# Homework Help: Motion of c.o.m. (kleppner 3.7)

1. Dec 11, 2014

### geoffrey159

1. The problem statement, all variables and given/known data
A system composed of two blocks of mass $m_1$ and $m_2$ connected by a massless spring with spring constant $k$. The blocks slide on a frictionless plane. The unstretched length of the spring is $l$. Initially, $m_2$ is held so that the spring is compressed at $\frac{l}{2}$ and $m_1$ is forced against a stop. $m_2$ is released at $t=0$.
Find the motion of the center of mass.

2. Relevant equations
Spring restoration force, center of mass.

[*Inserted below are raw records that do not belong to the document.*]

Issue #180, opened 2021-03-25
Optimize list item layout for mobile.


wandy-dev:
The list of albums is not the best layout for mobile. This takes a long time to scroll through and it would be great if we could have the layout a little more mobile friendly. The same would also apply for playlists.

I managed to get a better layout to work using glade. However I haven't been able to figure out how to transition back to the original layout using libhandy. I build APIs for a living so this isn't really my forte. I'd love to pair with someone on this so I can learn and contribute more in the future.

I love this project by the way. It looks great on my pinephone, and my laptop!

### Screenshots

![current](https://user-images.githubusercontent.com/20841347/112489298-b34efe80-8d54-11eb-886f-c1c57faf92c3.png)

![mobile-albums](https://user-images.githubusercontent.com/20841347/112489453-d4175400-8d54-11eb-8df0-fe81acc25446.png)

xou816:
I like it! :) If someone wants to take a stab at it, I'd be more than happy to give some pointers!

There was also another person interested in a more compact list view (#162 ), both concerns could be addressed, with compact mode being used below a certain width threshold.

Probably can be done with a Squeezer

wandy-dev:
I'm definitely interested in giving this a shot. As far as the implementation goes, would creating two separate .ui files for mobile and desktop, then using a squeezer to switch between the two using a threshold be an acceptable solution? Part of me feels like that would be duplicating code in too many places. But again, I don't really have much experience with this stuff so perhaps that is the best solution.

xou816:
There might some duplication, but not all that much I believe!

Both the classic album widget and this new compact widget could use the same AlbumModel.

Then the Squeezer and the ListBox could be added to library.ui, and they could be bound to the same ListStore, use the same ScrolledWindow for loading more content, etc... haven't had a proper look but it seems possible, definitely!

wandy-dev:
Sorry for the delay on this. I've opened #254 which should get the ball rolling, but this is a bit above my pay grade.

Issue #162, opened 2021-03-17
Compact mode for large libraries


junibegood:
The main reason I'm looking for an alternative to the official Spotify client is that I like to add a lot of artists / albums in my library. Browsing such a list is painful in the official client because of the giant images associated with each item. The maximum number I can display at once on my computer screen is 18, while I have something like 200 or 250 artists in my library !

If Spot could bring a compact list mode with no image (or only thumbnails) and maybe smaller fonts, it would be awesome for users with large libraries like me ! Anyway, glad to see someone working on a Linux alternative to the official client, thanks for your work so far. :)

This feature request will likely appear as a bug report. Sorry about that, I didn't find how to create a feature request... I hope you can change the type afterwards !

3. The attempt at a solution

First part: mass 1 does not move
Their is a time $0\le t\le t_m$ where the mass $m_1$ will be stuck to the wall, and the external force from the wall on the system will be the spring restoration force, so $f_{ext} = k(l-x_2)$.
Since $x_1(t) = 0$, the center of mass is $x_{com}(t) = \frac{m_2}{m_1+m_2} x_2(t)$.
We must therefore solve the differential equation
$(m_1 + m_2) \ddot x_{com} = f_{ext} \iff m_2 \ddot x_2 = k(l-x_2)$,
which is not homogenous, so we put $u = x_2 - l$ and solve $\ddot u + \frac{k}{m_2} u = \ddot u + \omega^2 u = 0$.
With initial conditions $u(0) = -\frac{l}{2}$ and $\dot u(0) = 0$, we find that:
$x_{com}(t) = \frac{m_2l}{m_1+m_2}(1-\frac{\cos(\omega t)}{2})$
Now the maximum stretch before mass 1 moves is attained when $\omega t_m = \frac{\pi}{2}$ so $t_m = \frac{\pi}{2} \sqrt{\frac{m_2}{k}}$

Second part: mass 1 moves but there are no more external forces.
Therefore the center of mass must have constant speed for $t\ge t_m$, so its motion must be :
$x_{com}(t) = x_{com}(t_m) + (t-t_m) v(t_m) = \frac{m_2l}{m_1+m_2}(1-\frac{\pi}{4}+\frac{t\omega}{2})$

Do you think it is the right solution?

Last edited: Dec 11, 2014
2. Dec 11, 2014

### haruspex

You can get to this a bit faster. Up to here, we could treat m1 as fixed to the stop. Going from max compression to zero will be one quarter period.
Doesn't seem right. Please post the individual steps.

3. Dec 11, 2014

### geoffrey159

Ok so in details, I get :
$x_{com}(t_m) = \frac{m_2l}{m_1+m_2}$
$v(t_m) = \dot x_{com}(t_m) = \frac{m_2l}{m_1+m_2} \frac{\omega}{2}$

So in the end, for $t\ge t_m$ :
$x_{com}(t) = \frac{m_2l}{m_1+m_2} (1+(t-t_m)\frac{\omega}{2}) = \frac{m_2l}{m_1+m_2}(1-\frac{\pi}{4}+\frac{t\omega}{2})$

Last edited: Dec 11, 2014
4. Dec 11, 2014

### haruspex

Yes, that looks right, except that you probably should not leave an $\omega$ in the answer (which is why I made the mistake of thinking we had different answers).